Entries taken from a collection:
PR #4495, opened 2021-01-11
docs: `-dsannotations-options: inherit` in FAQ

stbischof:


docs/_chapters/920-faq.md
```diff
@@ -120,7 +120,7 @@ Inspired by the osgi-dev thread [Why default version for Export-Package is 0.0.0
...
 
 ## Why are superclass not inspected for Component annotations? <a name="supercomps"/>
-Annotations are not inherited form the component's super classes. The problem is that bnd cannot in all cases can see super classes (and interfaces) because the super class does not have to be available in the build. In runtime you are sure the super class is there, at build time you do not have that luxury. So to make sure, always define your annotations on the actual component class.
+Annotations are not inherited form the component's super classes by default. The problem is that bnd cannot in all cases can see super classes (and interfaces) because the super class does not have to be available in the build. In runtime you are sure the super class is there, at build time you do not have that luxury. So to make sure, always define your annotations on the actual component class. Alternatively you can use the instruction `-dsannotations-options: inherit`. Then bnd use DS annotations found in the class hierarchy of the component class.
```
rotty3000, line 123: > .. is that bnd cannot in all cases can see super classes ..

Can you remove the last `can`? ;) it was there before you modified but since you're here.

It should perhaps be noted that this is not true for the @Component annotation itself. This will not be inherited from super classes; causing a subclass to suddenly be a component.

stbischof: sure, done! Thx.

bjhargrave (changes requested):
While I think we should document the inherit option, I don't think this change is sufficiently scary. We need to be clear that inheriting is dangerous and outside of the OSGi DS specification. So some more warning is needed here to caution the user to think very carefully before using inherit.

djencks:
IIRC, it’s perfectly safe ___IF___ all the annotated super classes end up in the bundle with the “leaf” class (and are not importable). I suggest advising to use bnd packaging magic to assure this is the case when using this option.  Problems arise if at runtime you get a superclass that doesn’t correspond to the one used at build time; if the hierarchy is all in one bundle this situation isn’t going to happen.

David Jencks

stbischof:
Maybe the inherit option should only work (without warning) if the sources are in same project and build into the same bundle?

bjhargrave:
> Maybe the inherit option should only work (without warning) if the sources are in same project and build into the same bundle?

I don't know that there is a warning emitted by the code. I am just talking about this documentation here. You are updated it to mention the inherit option and I would like this update to include a proper warning of the risks of the inherit option and why it is not the default behavior and not in the OSGi spec.

docs/_chapters/920-faq.md
```diff
@@ -120,7 +120,7 @@ Inspired by the osgi-dev thread [Why default version for Export-Package is 0.0.0
...
 
 ## Why are superclass not inspected for Component annotations? <a name="supercomps"/>
-Annotations are not inherited form the component's super classes. The problem is that bnd cannot in all cases can see super classes (and interfaces) because the super class does not have to be available in the build. In runtime you are sure the super class is there, at build time you do not have that luxury. So to make sure, always define your annotations on the actual component class.
+Annotations are not inherited form the component's super classes by default. The problem is that bnd cannot in all cases see super classes (and interfaces) because the super class does not have to be available in the build. In runtime you are sure the super class is there, at build time you do not have that luxury. So to make sure, always define your annotations on the actual component class. Alternatively you can use the instruction `-dsannotations-options: inherit`. Then bnd use DS annotations found in the class hierarchy of the component class. This will not work for the `@Component` annotation itself. This will not be inherited from super classes; causing a subclass to suddenly be a component.
```
bjhargrave, line 123: Old grammar error we should fix: not inherited _from_

docs/_instructions/dsannotations-options.md
```diff
@@ -18,7 +18,7 @@ The following options are supported:
 
 |option||
 |-|-|
-|inherit|use DS annotations found in the class hierarchy of the component class|
+|inherit|use DS annotations found in the class hierarchy of the component class. *WARNING:* Annotations are not inherited form the component's super classes by default. The problem is that bnd cannot in all cases see super classes (and interfaces) because the super class does not have to be available in the build. In runtime you are sure the super class is there, at build time you do not have that luxury. So to make sure, always define your annotations on the actual component class. |
```
bjhargrave, line 21: Same grammar fix needed here: not inherited _from_

bjhargrave: and if the super classes are from imported packages, then the actual super classes at runtime can differ from the super classes seen at build time.

bjhargrave (changes requested):

docs/_chapters/920-faq.md
djencks: Also... `Then bnd _will_ use`

docs/_instructions/dsannotations-options.md
djencks: That's a much bigger problem than "not available at build time", which is in my experience not likely with a correctly set up build.

bjhargrave:
@stbischof  Are you able to address these comments soon?

bjhargrave (approved):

→ **What you will do**: Output every record in full, exactly as it was given.

→ **Your response**:
PR #4495, opened 2021-01-11
docs: `-dsannotations-options: inherit` in FAQ

stbischof:


docs/_chapters/920-faq.md
```diff
@@ -120,7 +120,7 @@ Inspired by the osgi-dev thread [Why default version for Export-Package is 0.0.0
...
 
 ## Why are superclass not inspected for Component annotations? <a name="supercomps"/>
-Annotations are not inherited form the component's super classes. The problem is that bnd cannot in all cases can see super classes (and interfaces) because the super class does not have to be available in the build. In runtime you are sure the super class is there, at build time you do not have that luxury. So to make sure, always define your annotations on the actual component class.
+Annotations are not inherited form the component's super classes by default. The problem is that bnd cannot in all cases can see super classes (and interfaces) because the super class does not have to be available in the build. In runtime you are sure the super class is there, at build time you do not have that luxury. So to make sure, always define your annotations on the actual component class. Alternatively you can use the instruction `-dsannotations-options: inherit`. Then bnd use DS annotations found in the class hierarchy of the component class.
```
rotty3000, line 123: > .. is that bnd cannot in all cases can see super classes ..

Can you remove the last `can`? ;) it was there before you modified but since you're here.

It should perhaps be noted that this is not true for the @Component annotation itself. This will not be inherited from super classes; causing a subclass to suddenly be a component.

stbischof: sure, done! Thx.

bjhargrave (changes requested):
While I think we should document the inherit option, I don't think this change is sufficiently scary. We need to be clear that inheriting is dangerous and outside of the OSGi DS specification. So some more warning is needed here to caution the user to think very carefully before using inherit.

djencks:
IIRC, it’s perfectly safe ___IF___ all the annotated super classes end up in the bundle with the “leaf” class (and are not importable). I suggest advising to use bnd packaging magic to assure this is the case when using this option.  Problems arise if at runtime you get a superclass that doesn’t correspond to the one used at build time; if the hierarchy is all in one bundle this situation isn’t going to happen.

David Jencks

stbischof:
Maybe the inherit option should only work (without warning) if the sources are in same project and build into the same bundle?

bjhargrave:
> Maybe the inherit option should only work (without warning) if the sources are in same project and build into the same bundle?

I don't know that there is a warning emitted by the code. I am just talking about this documentation here. You are updated it to mention the inherit option and I would like this update to include a proper warning of the risks of the inherit option and why it is not the default behavior and not in the OSGi spec.

docs/_chapters/920-faq.md
```diff
@@ -120,7 +120,7 @@ Inspired by the osgi-dev thread [Why default version for Export-Package is 0.0.0
...
 
 ## Why are superclass not inspected for Component annotations? <a name="supercomps"/>
-Annotations are not inherited form the component's super classes. The problem is that bnd cannot in all cases can see super classes (and interfaces) because the super class does not have to be available in the build. In runtime you are sure the super class is there, at build time you do not have that luxury. So to make sure, always define your annotations on the actual component class.
+Annotations are not inherited form the component's super classes by default. The problem is that bnd cannot in all cases see super classes (and interfaces) because the super class does not have to be available in the build. In runtime you are sure the super class is there, at build time you do not have that luxury. So to make sure, always define your annotations on the actual component class. Alternatively you can use the instruction `-dsannotations-options: inherit`. Then bnd use DS annotations found in the class hierarchy of the component class. This will not work for the `@Component` annotation itself. This will not be inherited from super classes; causing a subclass to suddenly be a component.
```
bjhargrave, line 123: Old grammar error we should fix: not inherited _from_

docs/_instructions/dsannotations-options.md
```diff
@@ -18,7 +18,7 @@ The following options are supported:
 
 |option||
 |-|-|
-|inherit|use DS annotations found in the class hierarchy of the component class|
+|inherit|use DS annotations found in the class hierarchy of the component class. *WARNING:* Annotations are not inherited form the component's super classes by default. The problem is that bnd cannot in all cases see super classes (and interfaces) because the super class does not have to be available in the build. In runtime you are sure the super class is there, at build time you do not have that luxury. So to make sure, always define your annotations on the actual component class. |
```
bjhargrave, line 21: Same grammar fix needed here: not inherited _from_

bjhargrave: and if the super classes are from imported packages, then the actual super classes at runtime can differ from the super classes seen at build time.

bjhargrave (changes requested):

docs/_chapters/920-faq.md
djencks: Also... `Then bnd _will_ use`

docs/_instructions/dsannotations-options.md
djencks: That's a much bigger problem than "not available at build time", which is in my experience not likely with a correctly set up build.

bjhargrave:
@stbischof  Are you able to address these comments soon?

bjhargrave (approved):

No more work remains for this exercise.